Ultra-rapid DNA sequencing is helping diagnose critically ill kids in just 3 days. 

New Australian research offers a glimpse into the future of diagnostics. 

Children who are born severely ill or who develop serious illness in the first few weeks of life are often difficult to diagnose, with considerable implications for their short and longer-term care. 

However, whole genome sequencing (WGS), carried out rapidly, can provide an accurate diagnosis and lead to improvements in their clinical care.

In a recent Australian study, rapid WGS of 290 critically ill children saw just under half receive a diagnosis in less than 3 days. 

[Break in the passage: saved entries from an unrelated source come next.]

PR #3122, opened 2026-03-29
Implement IncusOS update trigger on cluster version mismatch

stgraber:


stgraber:
@breml That should take care of the problem I ran into.

PR #3141, opened 2026-04-02
Support optimized storage for dependent volumes

presztak:


stgraber:
@presztak would make sense to send a follow-up to add a test for this (probably run as part of the ZFS tests would be sufficient).

PR #3143, opened 2026-04-03
Rework physical NIC device validation

stgraber:
This attempts to clarify what options of the physical NICs are valid when as that device type is getting a bit complex what with supporting:

 - Actual physical NIC passthrough to a VM (PCI VFIO, no configurability)
 - Network interface moved to a container (configurable but needs reverting)
 - VLAN interface on top of a physical NIC passed to a container (configurable)
 - Bridged NIC due to use of a "physical" type managed network which is backed by an unmanaged bridge (default on IncusOS)

This sorts out the conditions for the various properties to cover the first 3 cases and then sends validation through the bridged NIC validator for the 4th case.


internal/server/device/nic_physical.go
```diff
@@ -160,20 +171,29 @@ func (d *nicPhysical) validateConfig(instConf instance.ConfigReader, partialVali
...
+		// Check if the parent is a bridge.
 		isParentBridge := d.config["parent"] != "" && util.PathExists(fmt.Sprintf("/sys/class/net/%s/bridge", d.config["parent"]))
-		if isParentBridge && d.network == nil {
-			return fmt.Errorf("Parent device is a bridge, use nictype=bridged instead")
-		}
+		if isParentBridge {
+			// If parent is a bridge, ensure it's managed.
+			if d.network == nil {
+				return fmt.Errorf("Parent device is a bridge, use nictype=bridged instead")
+			}
```
bensmrs: That doesn’t seem possible given the previous lines.

stgraber: How come?

Previous lines only validate the presence of a `d.config["parent"]` not that the struct is loaded.

bensmrs: We are initializing the struct on line 156, then using its fields.

stgraber: Oh oops, I somehow missed that, so I guess the old logic was wrong, will remove that check :)

stgraber: Done!

bensmrs (approved):

PR #3153, opened 2026-04-06
incusd/instances/qemu: Skip vmcoreinfo on ppc64le

stgraber:
Apparently that QEMU device doesn't exist on ppc64le, so just skip it. Only impact should be limited memory layout info on dump.

### DIFF
--- a/internal/server/instance/drivers/driver_qemu.go
+++ b/internal/server/instance/drivers/driver_qemu.go
@@ -3897,7 +3897,9 @@ func (d *qemu) generateQemuConfig(machineDefinition string, cpuType string, cpuI
 	conf = append(conf, qemuConsole()...)
 
 	// VM core info (memory dump).
-	conf = append(conf, qemuCoreInfo()...)
+	if !slices.Contains([]int{osarch.ARCH_64BIT_POWERPC_LITTLE_ENDIAN, osarch.ARCH_64BIT_S390_BIG_ENDIAN}, d.architecture) {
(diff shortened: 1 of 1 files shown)


bensmrs:
https://github.com/qemu/qemu/blob/b6a7d06213e5d2f7d124d16418bc289c4a8a4b82/hw/misc/meson.build#L3 suggests that the condition should be broader and include all the architectures that don’t have `fw_cfg` support. `fw_cfg` is supported on q35 and virt, but I can’t find anything for IBM architectures, so I think we can exclude all of them.

stgraber:
@bensmrs I guess we could use the usual EFI check so it's effectively only enabled on x86_64 and aarch64? There's a decent change that the support will line up with other architecture in the future that way.

bensmrs:
`vmcoreinfo` seems to exist on `riscv64` and `loongarch64`, so I think a check for everything except `ppc` and `s390x` is futureproof enough. But if the EFI check works for `riscv64` (and `loongarch64`, but that’s for another time), then that’s also ok for me.

bensmrs:
Oh I just saw the actual definition of the EFI check :)
We can worry about that later I guess.
Semantically, it’s not related to whether EFI is supported or not, so the name isn’t great, though. At some point we may want to rename that, so that newcomers don’t wonder why a feature is tied to UEFI while it’s really not.

stgraber:
@bensmrs updated

bensmrs (approved):

PR #3162, opened 2026-04-09
Allow limiting storage pools to project

### LINKED ISSUE #3060: Allow limiting storage pools to projects same as networks with allowlist

I'd like to limit storage pools to projects the same as networks can be-
Currently it requires setting limits.disk.pool.name=0 ie denylist which grows quickly and is prone to "race". There should be default deny all and then an allowlist possibility which should be configurable like possible for networks.

Make storage pools allowlist based or provide support for such configuration.

Allowlist configuration should be a default possibility for all also imho.

pranav767:
Resolves: https://github.com/lxc/incus/issues/3060

This PR involves:

1. Registering a restriction `restricted.storage-pools.access`
2. Write  a new function `StoragePoolAllowed` similar to `NetworkAllowed` which checks if access is allowed to a particular storage pool.
3. Update existing permissions, `HiddenStoragePools` now does a additional check if the pool is present/absent in access list (Also as a case where root is always allowed we still need to check with storage pool allowlist)
4. Update use of `HiddenStoragePools` while loading project limits in `storagePoolGet` & `storagePoolsGet` as these are ones project-restricted users can access.

### DIFF
--- a/cmd/incusd/api_project.go
+++ b/cmd/incusd/api_project.go
@@ -1815,6 +1815,14 @@ func projectValidateConfig(s *state.State, config map[string]string) error {
 		//  defaultdesc: `block`
 		//  shortdesc: Whether to prevent creating instance or volume snapshots
 		"restricted.snapshots": isEitherAllowOrBlock,
+
+		// gendoc:generate(entity=project, group=restricted, key=restricted.storage-pools.access)
+		// Specify a comma-delimited list of storage pool names that are allowed for use in this project.
+		// If this option is not set, all storage pools are accessible.
+		// ---
+		//  type: string
+		//  shortdesc: Which storage pool names are allowed for use in this project
+		"restricted.storage-pools.access": validate.Optional(validate.IsListOf(validate.IsAny)),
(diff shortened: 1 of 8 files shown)


stgraber:
Looking into this one now. I'll probably make a few edits as I'm not sure why we need so much extra logic when we may be able to instead treat anything not listed in the config as equivalent to a 0-byte quota on the pool which is something we already support.

stgraber (approved):

pranav767:
> Looking into this one now. I'll probably make a few edits as I'm not sure why we need so much extra logic when we may be able to instead treat anything not listed in the config as equivalent to a 0-byte quota on the pool which is something we already support.

Hey @stgraber, just trying to understand, I think 0 byte quota still allows you to attach disk yeah?
Did you refactor anything specific / have anything else in mind?

stgraber:
Updated now with the missing validation logic.

This keeps the handling separate from the `disk` restriction and instead just applies the validation to anything with a pool reference in the aggregate validator.

PR #3165, opened 2026-04-10
incusd/instance/qemu: Scale SCSI queues with CPUs

stgraber:
Similar to what we do for networking, setup one queue per core.

Sponsored-by: Magalu Cloud (https://magalu.cloud)

### DIFF
--- a/internal/server/instance/drivers/driver_qemu.go
+++ b/internal/server/instance/drivers/driver_qemu.go
@@ -4048,7 +4048,7 @@ func (d *qemu) generateQemuConfig(machineDefinition string, cpuType string, cpuI
 		multifunction: multi,
 	}
 
-	conf = append(conf, qemuSCSI(&scsiOpts)...)
+	conf = append(conf, qemuSCSI(&scsiOpts, cpuInfo.sockets*cpuInfo.cores)...)
 
 	// Export the config directory and agent as 9p drives when supported.
 	if !isWindows && plan9 {
--- a/internal/server/instance/drivers/driver_qemu_config_test.go
+++ b/internal/server/instance/drivers/driver_qemu_config_test.go
@@ -235,6 +235,7 @@ func TestQemuConfigTemplates(t *testing.T) {
 			addr = "00.0"
 			bus = "qemu_pcie1"
 			driver = "virtio-scsi-pci"
+			num_queues = "4"
 			`,
 		}, {
 			qemuDevOpts{"ccw", "qemu_pcie2", "00.2", true},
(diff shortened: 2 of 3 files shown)


bensmrs (approved):

stgraber:
@bensmrs doh... Going to need a follow up on this one as it breaks live-migration post-upgrade for any VM with more than one CPU. We have two problems we need to deal with:

1) When live-migrating from an older version, we're going from single queue to multi-queue on the target, that crashes QEMU
2) When dealing with a VM that has had CPUs hotplugged since start, we need to get the original CPU count so we set the correct number of queues

bensmrs:
Oh… and that didn’t crash for the network stuff as the number of queues is essentially the number of FDs we are effectively letting QEMU know about (so completely different mechanism)?

stgraber:
Yeah, though I wouldn't want to bet on the network queue stuff being bulletproof either...

I've spent the last hour or so thinking about this mess and how to best solve it.
In the past my thought was to "simply" ship around a copy of the original qemu.conf so any newly spawned QEMU process would then be close enough to the original.

But that's not particularly easy to do and will almost certainly come to bite us with stuff that's not in qemu.conf...

Then there would be a solution specific to just this one issue, basically another volatile key that keeps track of the original value. If it's not set, we assume it predates the config so value is 1 and we're good.

But I really don't want to have to do that over and over again every time we tweak something.

Another idea would be an incremental generation ID type thing but that doesn't play well at all with cherry-picks nor with conditional configurations like what we have based on image.os.

Then there's the idea to capture a whole bunch of state during migration and send that as part of the protobuf migration data. This is pretty nice because it's all internal and hidden from the user. But this all falls flat as soon as you consider stateful stop and stateful snapshots, both of which use the QEMU serialization logic but don't use our internal migration mechanism.

That then led me to my current plan. Add yet another volatile key, but one that will hold a bigger JSON struct for everything related to VM state. It would only get populated if migration.stateful is set and it will take over:
 - volatile.vm.definition
 - volatile.vm.hotplug.memory

I expect to want it to include at minimum:
 - Initial QEMU definition
 - Internal hardware generation counter (may end up being useful)
 - Initial CPU layout
 - Initial memory layout
 - Memory hotplug data
 - Startup time OS definition
 - Possibly some PCIe layout info

The plan is to then have a couple of functions, one to convert the boot time VM state into that volatile struct and another to read the volatile value back into a struct we can easily query during startup.

The latter would be able to parse our existing couple of volatile keys so we don't break migration on those VMs.

To handle the SCSI multi-queue config specifically, we'd have the startup logic basically do:
 - Check if we have CPU layout info in the VM state, if we do, use that
 - If not and we're dealing with state restore, use 1 queue
 - Else, it's a clean boot, use one queue per CPU

I'm hoping this gives us enough flexibility in the future as well as a better way to detect those situations, even if it's just to refuse a live migration and require a reboot in some situations.

bensmrs:
That sure sounds good. It certainly helps with migration to newer versions, but aren’t there also cases where we can migrate to previous versions?
Regarding versions, it can also be a capability-based check, where we mark some API extensions as migration breakers and store them in a volatile list.

PR #3181, opened 2026-04-16
Rework tracking of original VM properties for migration and stateful snapshots/stop

stgraber:


internal/server/instance/drivers/driver_qemu_stateful.go
```diff
@@ -0,0 +1,97 @@
...
+		return bs.CPUTopology.Sockets * bs.CPUTopology.Cores
+	}
+
+	return 1
+}
+
+func (d *qemu) getBootState() (*qemuBootState, error) {
+	// Prepare a new state struct.
+	bs := qemuBootState{
+		Version: -1,
```
bensmrs, line 36: Why `-1` instead of `0` if the first “new” version is `1`?

internal/server/instance/drivers/driver_qemu.go
```diff
@@ -2115,20 +2042,14 @@ func (d *qemu) start(stateful bool, op *operationlock.InstanceOperation) error {
 	}
 
 	// Record the QEMU machine definition.
-	if !stateful {
+	if !stateful && d.CanLiveMigrate() {
```
bensmrs, line 2045: Why the new guard? To avoid computing useless things?

bensmrs (approved):
LGTM. A few points I don’t fully get.

internal/server/instance/drivers/driver_qemu_stateful.go
stgraber: The thought behind -1 and skipping 0 was that -1 would clearly detect any scenario where we didn't unpack an actual state struct from JSON but instead used the fallback logic.

Avoiding 0 was to avoid accidents as an uninitialized struct would have the field default to 0.

internal/server/instance/drivers/driver_qemu.go
stgraber: Yeah, exactly, the machine type is only ever used during live migration or stateful snapshot restore (unlike some of the other bits of the boot state that we access in other functions during startup), so we can save ourselves a QMP roundtrip on systems where migration isn't useful.

PR #3182, opened 2026-04-17
Various bugfixes

stgraber:


client/incus_instances.go
```diff
@@ -1715,7 +1715,7 @@ func (r *ProtocolIncus) rawConn(apiURL *url.URL, protocol string) (net.Conn, err
 		return nil, errors.New("Missing or unexpected Upgrade header in response")
 	}
 
-	return conn, err
+	return conn, nil
```
bensmrs, line 1718: That’s not really a fix; `err` is guaranteed to be `nil` here. Still, good to be explicit.

cmd/incusd/instances.go
```diff
@@ -473,27 +473,63 @@ func instancesShutdown(instances []instance.Instance) {
...
+							}
+						}
 					}
-				} else {
-					err := inst.Shutdown(time.Second * time.Duration(timeoutSeconds))
-					if err != nil {
-						logger.Warn("Failed shutting down instance, forcefully stopping", logger.Ctx{"project": inst.Project().Name, "instance": inst.Name(), "err": err})
-						err = inst.Stop(false)
+
+					// Perform the shutdown action..
```
bensmrs:
```suggestion
					// Perform the shutdown action.
```

bensmrs (approved):

client/incus_instances.go
stgraber: Yeah, indeed, not an actual issue in this scenario.

We did have another case where a similar pattern did turn into an actual bug as err could contain a non-fatal error (file not found) so wouldn't have caused an earlier return but could then cause the final return to fail.

cmd/incusd/instances.go
stgraber: Fixed!

PR #3200, opened 2026-04-20
Improve import/export usage consistency

### LINKED ISSUE #3124: Export/Import Custom Storage Volumes to/from Standard Output/Input Using `-`

I am unable to export custom storage volume backups to standard output using the common `-` alias.

Instances can be exported/imported to/from standard output/input by using `-` in place of the `<target/backup file>` with `incus export/import`.

For `incus storage volume export/import` the docs don't mention support for `-`, but I tried this in the hopes it would work the same. However, `-` is instead interpreted as a file name.

I think Incus should support standard output/input for `incus storage volume export/import` using `-` in the same way it is supported for other commands like `incus export/import`, `incus file pull/push` and `incus storage volume file pull/push`.

bensmrs:
This makes all non-image import/export commands support stdin/stdout-like path specs.
(Image commands need quite some cleanup before this can easily be ported, IMO.)
Additionally, this introduces a flag to force overriding backup files and tries to make the overall logic a bit more uniform.

Closes: #3124


bensmrs:
Not sure whether the failing tests really are my fault; re-running them.
Edit: better on the 2nd run; I’m assuming some contention issues on the runners triggering our timeouts…

stgraber:
@bensmrs I retried them a couple of times but it's the exact same tests failing on all storage backends. I'm not seeing this on other PRs so it's definitely your change causing it :)

bensmrs:
Well look at #3201

bensmrs:
And the other recent ones also, @stgraber

stgraber:
@bensmrs yeah, but there's a difference between a PR where one of the "standalone_storage" test fails and one where every single one of them fails with no other testsuite failures ;)

stgraber:
Piotr's PR, if I retry it a couple of times, I'm 99% sure all those will clear. Yours, I've retried twice and we've not gotten a single green `standalone_storage` run.

bensmrs:
Ceph worked after a retry :)

stgraber:
Hmm, right and the dir ones went through too, so it's not causing a full failure but it's definitely nudging timings in a pretty significant way :)

stgraber:
I'm pretty confused as to how importing a container that's less than 5MB large would take 2 minutes though

bensmrs:
I’m really not sure it’s the PR. 2 PRs that fix typos also trigger the timeouts. Here, it fails at the exact same place, and my only fix in the instance import route is changing an `==` with a `slices.Contains`.

stgraber:
Yeah, I just went through this PR pretty closely and I don't see it either.

There's nothing in the import codepath that would affect this particular part of the test and none of the changes to the testsuite are messing with the input for the failing test either.

bensmrs:
Exactly :D 
So I’m happily blaming Azure, with absolutely no proof.

PR #3216, opened 2026-04-22
Improve and extend SELinux support

### LINKED ISSUE #1037: Set correct SELinux context options on container & VM mounts

mschiff:
# Improve SELinux support

## Summary

This PR  expands SELinux support in Incus, addressing [issue #1037](https://github.com/lxc/incus/issues/1037). So far, getting containers and VMs to run cleanly on SELinux hosts has required manual workarounds and still left gaps that couldn't be closed without changes in Incus itself. This PR closes those gaps by adding full per-instance SELinux integration, analogous to the existing AppArmor path.

### New config keys

| Key | Description |
|---|---|
| `security.selinux.domain` | Overrides the default domain (`container_init_t` / `qemu_t`). |
| `security.selinux.type` | Overrides the default file type for the instance rootfs / disk image. |
| `security.selinux.level` | Sets the MLS/MCS level explicitly. If unset, a free MCS range is allocated automatically. |
| `volatile.selinux.context` | Persists the computed context so MCS ranges stay stable across restarts. |

### Core integration

- `internal/server/sys/selinux.go`: detection of the daemon context plus new helpers `SELinuxInstanceContext`, `SELinuxInstanceFileContext` and `SELinuxLabelTree` for computing and applying process and file contexts, including automatic MCS allocation against other instances on the node.
- `shared/subprocess`: `Process` gains a `SELinux` field and a `SetSELinux` setter; a new `SetSELinuxEnabled` toggle and an internal `withSELinuxExecContext` helper apply exec labels around subprocess spawns.
- `shared/validate`: new `IsSELinuxType` and `IsSELinuxLevel` validators for the new config keys.

### Driver integration

- **LXC containers** are started with `lxc.selinux.context` set, and the rootfs and other instance specific files are labeled with the matching file context.
- **QEMU VMs** are spawned under the computed exec context, with instance specific files labeled accordingly.


internal/server/sys/selinux.go
```diff
@@ -3,19 +3,28 @@
...
 	"github.com/lxc/incus/v6/internal/server/db/cluster"
 	"github.com/lxc/incus/v6/internal/server/db/warningtype"
-	internalUtil "github.com/lxc/incus/v6/internal/util"
+
+	"golang.org/x/sys/unix"
+
+	"github.com/lxc/incus/v6/internal/server/instance/instancetype"
 	"github.com/lxc/incus/v6/shared/logger"
 	"github.com/lxc/incus/v6/shared/util"
+	"github.com/opencontainers/selinux/go-selinux"
```
stgraber: Wrong import order, the external packages go in the middle chunk.

internal/server/sys/selinux.go
```diff
@@ -31,42 +40,218 @@ func (s *OS) initSELinux() []cluster.Warning {
...
+		"containerType": s.SELinuxContainerType,
+		"vmType":        s.SELinuxVMType,
+		"mlsEnabled":    selinux.MLSEnabled(),
+	})
+
+	return dbWarnings
+}
+
+// SELinuxInstanceFileContext derives a file context from an instance process context and type.
+func SELinuxInstanceFileContext(processCtx string, instType instancetype.Type, expandedConfig map[string]string) string {
```
stgraber: That function should be moved to a new `internal/server/selinux` package.

internal/server/sys/selinux.go
```diff
@@ -31,42 +40,218 @@ func (s *OS) initSELinux() []cluster.Warning {
...
+	return fmt.Sprintf("%s:%s:%s:%s", ctx["user"], "object_r", seType, ctx["level"])
+}
 
-	// Handle the various SELinux policy variants here.
-	switch s.SELinuxContextDaemon {
-	case "system_u:system_r:container_runtime_t:s0":
-		logger.Debugf("Detected Fedora-style SELinux setup")
-		s.SELinuxContextInstanceLXC = "system_u:system_r:spc_t:s0"
+// SELinuxLabelTree recursively labels all entries under path with the given SELinux label without crossing filesystem boundaries.
+func SELinuxLabelTree(path string, label string, skipPath string) error {
```
stgraber: That function should be moved to a new `internal/server/selinux` package.

internal/server/sys/selinux.go
```diff
@@ -31,42 +40,218 @@ func (s *OS) initSELinux() []cluster.Warning {
...
+	})
+}
+
+// SELinuxInstanceContext derives the SELinux process context for an instance.
+//
+// allocLevel is invoked only when a fresh MCS level must be generated
+// (i.e. no explicit override via security.selinux.level and no previously
+// persisted volatile.selinux.context). The caller is responsible for
+// ensuring collision-freeness against other instances on this host.
+func (s *OS) SELinuxInstanceContext(instType instancetype.Type, localConfig map[string]string, expandedConfig map[string]string, allocLevel func() (string, error)) (string, bool, error) {
```
stgraber: That function should be moved to a new `internal/server/selinux` package.

internal/server/sys/selinux.go
```diff
@@ -31,42 +40,218 @@ func (s *OS) initSELinux() []cluster.Warning {
...
+
+	// Persist when context differs from cached volatile.
+	needsPersist := localConfig["volatile.selinux.context"] != ctx
+
+	return ctx, needsPersist, nil
+}
+
+// SELinuxSetExecContext sets the SELinux transition context for the next exec on the current thread.
+// Returns a cleanup function that must always be called to clear the context and release the thread lock.
+func SELinuxSetExecContext(ctx string) (func(), error) {
```
stgraber: That function should be moved to a new `internal/server/selinux` package.

shared/subprocess/proc.go
```diff
@@ -9,13 +9,20 @@ import (
...
+	"runtime"
+	"strings"
+	"sync/atomic"
 	"syscall"
 
 	"go.yaml.in/yaml/v4"
 
+	"github.com/lxc/incus/v6/shared/logger"
 	"github.com/lxc/incus/v6/shared/util"
+	"github.com/opencontainers/selinux/go-selinux"
```
stgraber: Wrong import block, external imports go to the middle block.

shared/subprocess/proc.go
```diff
@@ -58,6 +66,37 @@ func (p *Process) hasApparmor() bool {
 	return true
 }
 
+// SetSELinuxEnabled enables or disables SELinux-aware subprocess launching.
+// It should be called once during daemon startup.
+func SetSELinuxEnabled(v bool) {
+	selinuxEnabled.Store(v)
```
stgraber: I don't think we need the selinuxEnabled stuff.
Just like with AppArmor, all of this is a no-op unless the caller used SetSELinux, so the caller can just do the check itself.

internal/server/instance/drivers/driver_common.go
```diff
@@ -43,6 +42,7 @@ import (
 	"github.com/lxc/incus/v6/shared/revert"
 	"github.com/lxc/incus/v6/shared/subprocess"
 	"github.com/lxc/incus/v6/shared/util"
+	"github.com/opencontainers/selinux/go-selinux"
```
stgraber: Wrong import ordering

internal/server/instance/drivers/driver_common.go
```diff
@@ -1712,49 +1712,84 @@ func (d *common) setOOMPriority(pid int) error {
...
-			return "", err
+			return "", fmt.Errorf("Failed to parse allocated SELinux label %q: %w", label, err)
+		}
+
+		level := parsed["level"]
+		if level == "" {
+			return "", fmt.Errorf("Allocated SELinux label %q has empty level", label)
+		}
+
+		if _, clash := used[level]; !clash {
```
stgraber: We don't do define and check syntax in Incus

internal/server/instance/drivers/driver_common.go
```diff
@@ -1712,49 +1712,84 @@ func (d *common) setOOMPriority(pid int) error {
...
+const selinuxAllocMaxAttempts = 16
+
+// selinuxAllocateLevel returns an SELinux MCS level that does not collide
+// with any level currently in use by other instances on this host. It
+// delegates generation to the upstream selinux package and retries on
+// collision. Callers must hold d.state.OS.SELinuxAllocLock() for the
+// duration of the allocation and the subsequent persistence of the
+// resulting context (volatile.selinux.context), so that two instances
+// starting concurrently cannot observe the same "free" level.
+func (d *common) selinuxAllocateLevel() (string, error) {
```
stgraber: I think this and the following function could also be moved to the `internal/server/selinux` package. Rather than require the caller to grab a global lock, calling this function could acquire a lock and return a release function to the caller instead.

internal/server/sys/os.go
```diff
@@ -75,9 +75,15 @@ type OS struct {
...
-	SELinuxContextInstanceLXC string
+	SELinuxEnabled       bool
+	SELinuxContextDaemon string
+	SELinuxContainerType string
+	SELinuxVMType        string
+
+	// selinuxAllocMu serializes SELinux MCS level allocation across
+	// concurrently starting instances, so collision detection against
+	// already-used levels stays race-free.
+	selinuxAllocMu sync.Mutex
```
stgraber: As mentioned, I think this should be moved to the new internal/server/selinux package and have the allocating function over there return a release/unlock function to the caller. The caller can then either call it at the right time or defer it.

stgraber:
Looking pretty good!

There are some basic nits like the import order, but other than that I think the main change would be to move most of the logic into a new `internal/server/selinux` package.

The OS logic will still do the startup time detection and will have the boolean to report it being enabled and the attributes to get the right labels, but all the allocation and labeling functions should instead be in the new package.

The other change would be in how we handle the locking as I think it'd be cleaner to have calls to the allocator return a release function to the caller rather than expect the caller to know that it needs to acquire and release the lock.

stgraber:
That's not going to make it into Incus 7.0 unfortunately but nothing in here prevents backporting so it will get backported and included in 7.0.1.

mschiff:
@stgraber I think I resolved all your comments. I also rebased the PR

mschiff:
@stgraber I need some advice on how to fix the way of setting the SELinux context for qemu VMs, please.

The current implementation in this PR sets the context in `shared/subprocess/proc.go`  via `withSELinuxExecContext()`. It uses a proper way to do this. But:

Result:
```
Error: Unable to start process: /usr/bin/incusd forklimits limit=memlock:unlimited:unlimited fd=3 fd=4 -- /usr/bin/qemu-system-x86_64
```

The SELinux policy allows `incusd`, running as `incusd_t` to start `qemu` as `qemu_t`. The problem here is that the thread will start `incusd forklimits` instead which is denied by the kernel because incusd is not supposed to run incusd as qemu_t.

A possible solution would be to extend the forklimits command so that it can be given a selinux context and then will set the proper context right before starting qemu.
This would basically mean moving parts from `shared/subprocess/proc.go` to `cmd/incusd/main_forklimits.go`

My idea is to extend forklimits from

`cmd.Use = "forklimits [fd=<number>...] [limit=<name>:<softlimit>:<hardlimit>...] -- <command> [<arg>...]"`

to

`cmd.Use = "forklimits [fd=<number>...] [limit=<name>:<softlimit>:<hardlimit>...] [secontext=<selinux context>] -- <command> [<arg>...]"`

Should the locking remain in `shared/subprocess/proc.go` then?

What do you think? Would you support that approach or do you have something better?

stgraber:
Hmm, that's pretty annoying...

I think the clean solution, but a bit more work for you is:
 - Rename `forkstart` to `forklxc`
 - Rename `forklimits` to `forkqemu`
 - Add the SELinux label logic to `forkqemu`
 - Drop the change to shared/subprocess as it's unused

Does that make sense?

mschiff:
> Hmm, that's pretty annoying...
> 
> I think the clean solution, but a bit more work for you is:
> 
>     * Rename `forkstart` to `forklxc`
> 
>     * Rename `forklimits` to `forkqemu`
> 
>     * Add the SELinux label logic to `forkqemu`
> 
>     * Drop the change to shared/subprocess as it's unused
> 
> 
> Does that make sense?

Thanks!

Sounds good to me, I will prepare and add more commits to this PR for review in the next days.

mschiff:
@stgraber there were some no-op checks missing for non-SELinux systems, which is fixed now. Is this ready for merge for you now?

mschiff:
@stgraber Ok, all checks have passed now ;-)

stgraber:
Been working on rebasing and cleaning up this one. I'm almost done, so we should have the change in 7.2.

“The evidence of diagnostic, clinical, and family benefit of rapid genomic testing in critically ill children is overwhelming. This type of testing should become the standard of care for these patients,” says Professor Zornitza Stark, clinical geneticist at the Victorian Clinical Genetics Services and Australian Genomics. 

“And rapid genomic diagnosis programmes should continue to drive improvement, innovation, and discovery more broadly.”

She led the research team that carried out nationwide ultra-rapid WGS in 290 critically ill paediatric patients with rare disease between January 2020 and January 2022. They aimed to have diagnoses in less than five days. 

Ultra-rapid WGS resulted in a diagnosis in 136 patients, with an average time to diagnosis of just under three days. Of the 154 patients who were not diagnosed by standard WGS analysis, RNA sequencing, functional assays and other tests led to an additional 20 diagnoses. 

Whole genome sequencing is the process of determining the complete DNA sequence of an individual, including all the chromosomal DNA and that contained in the mitochondria.

RNA sequencing (‘transcriptomic’) looks at the full range of mRNA molecules expressed by an organism. By looking at the whole transcriptome, researchers can determine gene expression.

New disease-causing genes were also identified through international matchmaking efforts, and studies are underway to find further diagnoses.

“We wanted the program to serve as an exemplar of how genomics can improve diagnostic and clinical outcomes in paediatric disease in real time,” says Prof Stark. 

“We have now incorporated RNA sequencing and, through close collaboration with clinicians and researchers, optimised the use of functional data to secure additional diagnoses.”

Although the cost of genomic testing remains high compared with other diagnostic investigations, particularly when delivering results in rapid turnaround times, its use provides substantial savings to healthcare systems in the longer term. 

Prof Stark says that complex, time-critical tests such as ultra-rapid WGS are best delivered by a multidisciplinary team, and that means that both capacity and capability in the clinical and laboratory genetics workforce need to be grown.

“Our approach can serve as a model in other healthcare systems, although it will need to be adapted to local circumstances and to evolve over time,” she said. 

“For example, Australia has a very geographically dispersed population, which is relatively small compared to the land area. It made sense for us to have a central sequencing laboratory for this study, with a lot of attention paid to sample transport logistics and to including local teams in analysis through virtual meetings. Different models will be needed in countries with high population density.”

The findings were presented to the annual conference of the European Society of Human Genetics.